Avoid stereotypes when writing your characters

Stereotypes are usually what we think of when we think about flat characters. There’s nothing wrong with making a stereotyped part of your character’s personality, but it’s important that you don’t simply leave it at that and stop there. Otherwise, you end up with an essentially two-dimensional character who doesn’t seem real enough for your readers to care about him or her. Make sure that your characters have distinguishing qualities, and make sure they change in a realistic way throughout your story so they come across as dynamic. To help with their development, ask yourself questions such as: Who am I? Why do I act as I do? Where am I going? What is my goal in life? What makes me feel good about myself?


Be consistent with your characters

The easiest way to make your characters feel three-dimensional is through consistency. Make sure that, in every scene or page, your character has a consistent personality, motivation, and thought process. Do not switch these things up from one page or scene to another. If you’re writing a mystery novel and your main character is introduced as thoughtful and contemplative with a love of music, do not have him burst into song on page 10 if he has been serious and quiet in all previous scenes—unless there is a good reason for it. No matter what kind of story you are telling, be sure that the characters' personalities remain true throughout. This will help readers identify and relate with them more easily than if they behave inconsistently.

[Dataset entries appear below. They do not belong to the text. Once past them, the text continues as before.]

PR #1018, opened 2024-10-31
Fix line exclusion

dlegaultbbry:
- When lines are excluded, they should remove coverage for branches, calls and conditions.
- This ensures consistency of reporting for future enhancements to exclusion metrics

#988

### DIFF
--- a/CHANGELOG.rst
+++ b/CHANGELOG.rst
@@ -25,6 +25,7 @@ Bug fixes and small improvements:
 - Check format version of external generated ``gcov`` JSON files. (:issue:`999`)
 - Fix crash on Windows when trying to fix the case of the files. (:issue:`1000`)
 - Fix LCOV report. Excluded lines where added with a count of 0. (:issue:`1012`)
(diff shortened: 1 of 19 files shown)


Spacetown (approved):
LGFM

dlegaultbbry:
One thing I noted while downloading the data files for mac and windows.

The Windows 2019, gcc, 3.8 and 3.12 files are the same name. Should they?

Spacetown:
They can. In that case you only need to import the 3.8.

dlegaultbbry:
Seems like there is no test hitting that exclusion condition. I'll see about creating one.

Spacetown:
> Seems like there is no test hitting that exclusion condition. I'll see about creating one.

This code is only executed with GCC 14. I'm not sure if such functions will have assigned lines.

```python
def _function_can_be_excluded(name: str) -> bool:
    """special names for construction/destruction of static objects will be ignored"""
```

The exclusion was added with #991 but I was not able to test it, I'll bypass the gate here.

Let your reader connect with your characters

People want to read about people. If your characters are one-dimensional, it’s going to be hard for readers to feel any sort of attachment or affinity for them. Even if you’re writing an action thriller and that character is supposed to be a cold-blooded killer, give them some humanity and allow readers a chance to relate with them on some level. People want connection; people want empathy; so give your characters some dimensions (and let your readers see themselves in your characters) or risk losing their interest very quickly.